Pectus excavatum is a condition in which it looks as if a child's breastbone (sternum) is caved in. Both the breastbone and the part of the ribs that connect to it are depressed into the chest.
Pectus excavatum may not be noticeable at birth. By the age of two or three years, however, it is apparent. It can get worse during childhood and puberty.
Pectus excavatum is clearly visible as a sunken portion in the center of a child's chest. This may cause a child concern. Some children with pectus excavatum complain of pain in the wall of their chest. In some cases, the depression may be deep enough to affect the working of the child's heart or lungs. This may limit how much or how strenuously a child can play or be active.
Causes of and Risk Factors
Pectus excavatum is caused by an overgrowth of cartilage as the chest wall is developing before birth. Cartilage is a tough, elastic, fibrous tissue. It makes up most of the skeleton as a baby develops before it is born. The cartilage turns to bone as the baby matures. Cartilage is what makes up the outer portion of the ear and lines the joints of the body.
In pectus excavatum, the cartilage is extra long and pushes the breastbone backward.
Pectus excavatum is four times more common in boys than girls. It tends to run in families. Pectus excavatum often occurs along with other muscle and bone abnormalities such as scoliosis.
Pectus excavatum can be diagnosed with a physical examination. A computed tomography scan is usually done to give the doctor an image of how the condition is affecting the lungs and heart. In some cases, a cardiologist will be consulted. An echocardiograph will be done to get more information on how the child's heart is functioning. In addition, lung function tests may be done to identify the impact of pectus excavatum on the child's ability to breathe and get oxygen.

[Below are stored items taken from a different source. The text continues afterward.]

PR #775, opened 2023-09-20
audit fixes (2)

psorinionut:


dex/farm/src/base_functions.rs
```diff
@@ -204,20 +206,68 @@ pub trait BaseFunctionsModule:
...
+
+        let attributes = FarmTokenAttributes {
+            reward_per_share: BigUint::zero(),
+            entering_epoch: 0,
+            compounded_reward: BigUint::zero(),
+            current_farm_amount: BigUint::zero(),
+            original_owner: self.blockchain().get_sc_address(),
+        };
+
+        let migration_farm_token_nonce = if farm_token_mapper.get_token_state().is_set() {
```
sasurobert, line 257: no need to create new token. Use VM endpoint GetCurrentESDTNFTNonce / implement it to Rust Framework if it does not exist.

farm-staking/farm-staking/src/claim_only_boosted_staking_rewards.rs
```diff
@@ -49,20 +49,37 @@ pub trait ClaimOnlyBoostedStakingRewardsModule:
...
             {
-                let mut user_total_farm_position = self.get_user_total_farm_position(caller);
-                user_total_farm_position.total_farm_position += farm_position.amount;
-                self.user_total_farm_position(caller)
-                    .set(user_total_farm_position);
+                migrated_amount += farm_position.amount;
             }
         }
+
+        if migrated_amount > 0 {
```
sasurobert, line 65: why do we have duplicated code ? Can't you add this into base function ?

farm-staking/farm-staking/src/lib.rs
```diff
@@ -144,4 +149,34 @@ pub trait FarmStaking:
...
+        let farm_token_mapper = self.farm_token();
+
+        let attributes = StakingFarmTokenAttributes {
+            reward_per_share: BigUint::zero(),
+            compounded_reward: BigUint::zero(),
+            current_farm_amount: BigUint::zero(),
+            original_owner: self.blockchain().get_sc_address(),
+        };
+
+        let migration_farm_token_nonce = if farm_token_mapper.get_token_state().is_set() {
```
sasurobert, line 167: Same as above - use GetCurrentESDTNFTNonce. Why do you have duplicated code ? Base function should resolv this - as code is exactly the same.

sasurobert (changes requested):

common/modules/farm/farm_base_impl/src/base_traits_impl.rs
```diff
@@ -196,12 +196,12 @@ pub trait FarmContract {
...
+            farm_token_mapper.require_same_token(&farm_position.token_identifier);
+
             if sc.is_old_farm_position(farm_position.token_nonce) {
                 continue;
             }
 
-            farm_token_mapper.require_same_token(&farm_position.token_identifier);
-
             let token_attributes: FarmTokenAttributes<<Self::FarmSc as ContractBase>::Api> =
                 farm_token_mapper.get_token_attributes(farm_position.token_nonce);
```
CostinCarabas, line 207: Can we optimize here the storage access for user_farm_position? After the for, settle with increase/decrease of user_farm_position.

dex/farm/src/base_functions.rs
psorinionut: Updated.

farm-staking/farm-staking/src/lib.rs
psorinionut: Updated.

farm-staking/farm-staking/src/claim_only_boosted_staking_rewards.rs
psorinionut: The farm staking contract does not import the base_functions module as there are some variables that are Farm only specific. Maybe we could rewrite this to be more generic.

common/modules/farm/farm_base_impl/src/base_traits_impl.rs
CostinCarabas, line 207: Can we extract the increase/decrease of the user_farm_position outside of the for, to improve the gas consumption?

dex/farm/src/base_functions.rs
```diff
@@ -204,20 +206,68 @@ pub trait BaseFunctionsModule:
...
-                user_total_farm_position.total_farm_position += farm_position.amount;
-                self.user_total_farm_position(caller)
-                    .set(user_total_farm_position);
+                migrated_amount += farm_position.amount;
             }
         }
+
+        if migrated_amount > 0 {
+            let mut user_total_farm_position = self.get_user_total_farm_position(caller);
+            user_total_farm_position.total_farm_position += &migrated_amount;
```
CostinCarabas, line 224: A gas improvement here could be an update instead of a get + set. (see the `decrease_old_farm_positions` function below).

`self.get_user_total_farm_position()` also verifies if position is empty, so a new function could do that (verification + update)

farm-staking/farm-staking/src/claim_only_boosted_staking_rewards.rs
CostinCarabas: We cannot do that due to Token Attributes. I think it's difficult to rewrite the code write now. The code changes will be huge and we would have to re-audit the whole solution.

farm-staking/farm-staking/src/lib.rs
CostinCarabas: The issue for the code duplication was `farm_token`. It has different attributes for farm and farm-staking.
I update the code: moved this to common module and provide the token_mapper as a parameter.

sasurobert (approved):

CostinCarabas (approved):

dex/farm/src/base_functions.rs
psorinionut: I don't know if this optimizes the gas cost as much, as we still need to check if the storage is empty before the update function. And also, this would mean another function, which would increase the contract size (even if by a small margin).

common/modules/farm/farm_base_impl/src/base_traits_impl.rs
psorinionut: I'll add it in the new PR.

psorinionut: Actually, it can be used only for increase position, as decrease position function needs the entire looped payment to check the attributes and decrease for the original owner. I'll see if there is any improvement if we send the original_owner as a parameter, instead of the payment.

Pectus excavatum can be treated with surgery. This requires the child to be in the hospital for four to six days after surgery.
There are two types of surgery used to treat pectus excavatum:
The traditional approach. This involves an incision across the chest to partially remove the cartilage and a wedge of the breast bone. A strut is put in place behind the breastbone to hold it in a higher place while the bone and cartilage grow back more normally. The strut is removed six weeks or more after the surgery.
A Nuss repair. This approach uses minimally invasive surgical techniques. Two small incisions are made on each side of the chest. A c-shaped strut is inserted through the incisions and then rotated to push the breastbone up and outward. This approach may not be suitable for older adolescents or children who have more of a depression on one side of the chest than the other.